Hunter reddened. “Miss Walker, did you notice anything unusual in Larry Moody’s apparent attitude toward Sarah Cole?”
“Well, he stared at her the whole time, like he was hungry for her.”
“Objection,” Will said.
“Sustained.” The Judge turned to the woman. “Miss Walker, you may testify only to those things of which you have knowledge.”
“Yes, sir,” she said.
“Miss Walker,” Hunter went on, “did Larry Moody smile at Sarah Cole?”
“Yes, sir.”
“What sort of a smile was it?”
“Objection. Is the witness an expert on smiles?”
“I will rephrase, Your Honor. Miss Walker, did Larry Moody smile at Sarah Cole in a manner you felt was proper for a furnace repairman toward his customer?”
“No, sir. I felt it was not proper.”
“In what way?”
“It was kind of a leer, sort of a street-corner leer, that you might see when a man is ogling a woman.”
“Larry Moody was, in your opinion, ogling Sarah Cole?”
“Yes.”
“For how long?”
“During the whole time Sarah was in the room.” “When Larry Moody left the premises, did Sarah Cole comment o
n this ogling?”
“Well, I said to her, ‘Jesus, what a creep … ”’
There were chuckles in the courtroom.
“ … and she said, ‘Don’t worry. He didn’t bother me.’ ”
“When did you last see Sarah Cole that day?”
“When she left the Center, about six o’clock. I stayed on to finish up some typing.”
“And how did Miss Cole leave? Was she driving?”
“She usually did, but that day her car was in the shop, so she walked. It was only about a mile to her house.”
“And did you ever see Sarah Cole again?”
“No,” the young woman said, her voice trembling. “She was murdered before she could get home.”
Hunter turned to Will. “Your witness,” he said.
Will walked from behind the table and stood a few feet in front of the witness, his hands folded in front of him. He gave her a moment to compose herself; then he smiled in a friendly way. “Good morning, Miss Walker,” he said.
The young woman said nothing, but watched him warily.
“Miss Walker, had you known Sarah Cole for long?”
“Yes, for about two years. That was how long I worked at the Center.”
“Was Sarah Cole an attractive woman?”
“Oh, yes, very attractive.”
“Attractive to men?”
“Yes, she was.”
“Were you ever with Miss Cole in the company of men?”

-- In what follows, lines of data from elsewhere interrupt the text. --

PR #316, opened 2019-04-05
Decompile WindowManager::update

marijnvdwerf:


src/openloco/ui/WindowManager.cpp
```diff
@@ -273,7 +269,63 @@ namespace openloco::ui::WindowManager
...
+        }
+
+        // 1000 tick update
+        _thousandthTickCounter = _thousandthTickCounter + time_since_last_tick;
+        if (_thousandthTickCounter >= 1000)
+        {
+            _thousandthTickCounter = 0;
+            for (ui::window* w = _windowsEnd - 1; w >= _windows; w--)
+            {
+                w->call_6();
```
AaronVanGeffen: I believe we recently named this event `periodic update` over at https://github.com/OpenRCT2/OpenRCT2/pull/8684

marijnvdwerf:
I think @IntelOrca implemented the graphics mode switching. Maybe he has something to add

IntelOrca:
I don't, most of the code I wrote from scratch without paying too much attention to the original assembly.

src/openloco/ui/WindowManager.cpp
```diff
@@ -273,7 +269,63 @@ namespace openloco::ui::WindowManager
     // 0x004C6118
     void update()
     {
-        call(0x004C6118);
+        _tooltipNotShownTicks = _tooltipNotShownTicks + time_since_last_tick;
+
+        // Has to do with graphics mode switching. Remove?
+        _9DA3D4 = _9DA3D4 + 1;
```
AaronVanGeffen: 9DA3D4 does not seem to be referred to outside of this sub, save for an initialisation. If the logic is indeed obsolete, you can get rid of it entirely, afaict.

“Yes, lots of times, at the Center and after work, at parties, and so on.”
“Did the men at the parties and at work seem to find Miss Cole attractive?”
“Yes. Like I said, she was extremely attractive.”
“Were any of the men on these occasions white?”
“Sometimes.”
“Did they find Miss Cole attractive?”
“Yes, I suppose so.”
“So, to sum up, Sarah Cole was an extremely attractive woman, one that any ordinary, normal man might find attractive?”
“Yes, she was.”
“Then was it in any way unusual that Larry Moody, here, a healthy, normal fellow, would find Sarah Cole attractive?”
“No,” the young woman said quietly, knowing she was trapped.